古堡裏的一切恐怖景象都就此終結。但是誰也沒為此感到欣喜,樂彤難捱這樣凝滞僵硬的氣氛, 起身走出了房間:“我去找蘇先生。”

阮滢感覺到了無助, 她忍不住看向了尹嘉炎,但尹嘉炎卻始終沉浸在自己的世界中, 像是在思考什麽東西。

“難道我做錯了嗎?這裏前有厲鬼, 後有殺人犯,難道我不應該說出來, 讓大家警惕嗎?”阮滢忍不住問。

尹嘉炎這才擡起頭,瞥了她一眼:“你沒有分清楚場合。”

“場合?”阮滢愣了愣。

“如果他不是殺人犯,你就冤枉了人, 在這樣的時候, 生出間隙是致命的。如果他是, 那你就更錯了, 你當着他的面說出來, 只會引來更大的麻煩。”尹嘉炎也站了起來往外走。

阮滢忍不住問:“那你覺得呢?尹嘉炎, 你覺得,他是不是殺人犯呢?我們明明,明明一起看見了那些東西……”

“他不是。”尹嘉炎腦子裏來來回回都是當年那驚鴻一瞥, 想也不想就說道。

一個心有惡意的人,怎麽可能畫得出那樣的畫呢?

阮滢愣愣地站在那裏:“那你現在要去哪裏?”

“去找蘇先生。”

“可是,我一個人……”

“白天不會有事。”尹嘉炎頭也不回地走了出去:“當你開口的時候,你就應該想到這一刻。
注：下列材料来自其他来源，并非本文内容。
PR #639, opened 2025-01-28
refactor darwin CC toolchain to work with nixpkgs 24.11

### LINKED ISSUE #623: can't use `nixpkgs_cc_configure` on darwin with nixpkgs 24.11
**Describe the bug**
It looks like the [changes](https://discourse.nixos.org/t/the-darwin-sdks-have-been-updated/55295/27) made to improve the Darwin SDK situation have inadvertently broken using `nixpkgs_cc_configure` on darwin systems.

```
  Cannot build Nix derivation for package '@nixpkgs_config_cc_info'.
    Command: "/run/current-system/sw/bin/nix-build" "-I" "nixpkgs=/private/var/tmp/_bazel_flurie/329cba5e783b87d02ca74eb12aa46836/external/nixpkgs/nixpkgs" "/private/var/tmp/_bazel_flurie/329cba5e783b87d02ca74eb12aa46836/external/nixpkgs_config_cc_info/external/rules_nixpkgs_cc/cc.nix" "-A" "" "--out-link" "bazel-support/nix-out-link" "--argstr" "ccType" "ccTypeDefault" "--argstr" "ccLang" "c++" "--argstr" "ccStd" "c++2b"
    Return code: 1
    Error output: 
      > error:
      >        … while evaluating the 'name' attribute of a derivation
      > 
      >        … while evaluating a branch condition
      >          at /private/var/tmp/_bazel_flurie/329cba5e783b87d02ca74eb12aa46836/external/nixpkgs/lib/strings.nix:2627:3:
      >          2626|   # First detect the common case of already valid strings, to speed those up
      >          2627|   if stringLength string <= 207 && okRegex string != null
      >              |   ^
      >          2628|   then unsafeDiscardStringContext string
      > 
      >        … in the left operand of the AND (&&) operator
      >          at /private/var/tmp/_bazel_flurie/329cba5e783b87d02ca74eb12aa46836/external/nixpkgs/lib/strings.nix:2627:33:
      >          2626|   # First detect the common case of already valid strings, to speed those up
      >          2627|   if stringLength string <= 207 && okRegex string != null
      >              |                                 ^
      >          2628|   then unsafeDiscardStringContext string
      > 
      >        (stack trace truncated; use '--show-trace' to show the full, detailed trace)
      > 
      >        error: function 'anonymous lambda' called with unexpected argument 'postLinkSignHook'
      >        at /private/var/tmp/_bazel_flurie/329cba5e783b87d02ca74eb12aa46836/external/nixpkgs/pkgs/build-support/bintools-wrapper/default.nix:8:1:
      >             7|
      >             8| { name ? ""
      >              | ^
      >             9| , lib
```

**To Reproduce**
For now you can pull https://github.com/flurie/aoc-2024 and [repoint](https://github.com/flurie/aoc-2024/blob/main/WORKSPACE.bazel#L28) the cc to 24.11. I can produce a min repro if I have time and if it's needed.

**Expected behavior**
The rework looks pretty extensive, so I don't know that I expect it to work out of the box, but it does look like `postLinkSignHook` is no longer an overrideable scope, and it also looks like the patch has been incorporated upstream, so there's a chance it will work after removing that override.

**Environment**
 - OS name + version: maOS 14.5
 - Version of the code: master

**Additional context**

malt3:
Fixes #623

### DIFF
--- a/README.md
+++ b/README.md
@@ -123,7 +123,7 @@ nixpkgs_package(
 <pre>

為什麽沒有想到呢?”

因為她昏了頭。

她被恐懼,嫉妒逼昏了頭。

阮滢是天之驕女,可來到這個地方, 只有無盡的疲憊與逃亡,恐懼始終伴随着她,她甚至還生病了,當她生病之後,也只有尹嘉炎在一旁,再沒有其他人将她放在心上。心理上的折磨是巨大的。阮滢很難接受,為什麽樂彤在這樣的環境,都能比她更游刃有餘?

·

從傅雲京站在門外那一刻起,杭清就知道了。不過令他覺得怪異的是,傅雲京竟然遲遲沒有動靜,他似乎就在門外站定了一樣。

杭清坐在桌子前,望着外面漸漸晴朗起來的天空,聽着腦子裏驟然響起的聲音:“反派好感度增加十五點。”非常豐厚的點數,杭清差不多也能猜到傅雲京的心思。傅雲京這樣的年輕男人,總是能将憐惜與愛意化為一談的。

杭清沒有讓他進來。

傅雲京這種反派,該冷落的時候就得冷落,就像是調教小狼狗一樣。事事都順着他,反而很難達到結果。

“對、對不起……”樂彤的聲音在門外結結巴巴地響起:“我和學長沒有惡意。阮滢以後也不會再這樣無禮了。”

樂彤會來,杭清倒是不意外。

一個在靈異世界裏存活下來的女主,腦子是非常聰明的,而作為主角,樂彤的三觀當然也是被豎得正正的。

見杭清只留個背影給他們,半天沒有要開口的意思,漸漸的,樂彤有些慌了。

“學長,怎麽辦?”

樂彤知道這次的事情有多麽糟糕。沒有人會願意被別人撕扯下血淋淋的傷口……

傅雲京的神色很平靜:“等。”

“等什麽?”樂彤一怔。

“等天黑。”

樂彤雙眼一亮:“對,等到了下午,那些厲鬼就又會出現。蘇先生一定不會見死不救的。”樂彤說完,又頓了頓:“不過這樣,會不會太奸詐了……”

“只要他會出來,不就夠了嗎?”

兩人篤定了杭清一定會出來救人。

将他們的對話一字不落聽進耳中的杭清:“……”

反派需要他去救嗎?

好吧,樂彤需要。

沒有了尹嘉炎和樂彤的通力合作,樂彤能不能活着出去成了一個未知數。

“那現在怎麽辦?”樂彤問。

傅雲京沒回答,但杭清卻聽見了一陣衣衫摩擦的聲音。他微微轉頭,用餘光瞥了一眼……哦,傅雲京竟然就這麽坐在了他的門外,目光還緊盯着他的方向,樂彤有樣學樣,也跟着坐了下來。

杭清:“……”

杭清很是克制地将頭轉了回來。

其實他也能做到身形不動,就将他們的舉動收入眼底。但他要是真的那麽做,那就活生生變成恐怖片了。人的脖子來個一百八十度轉彎,能将樂彤的魂都吓飛吧?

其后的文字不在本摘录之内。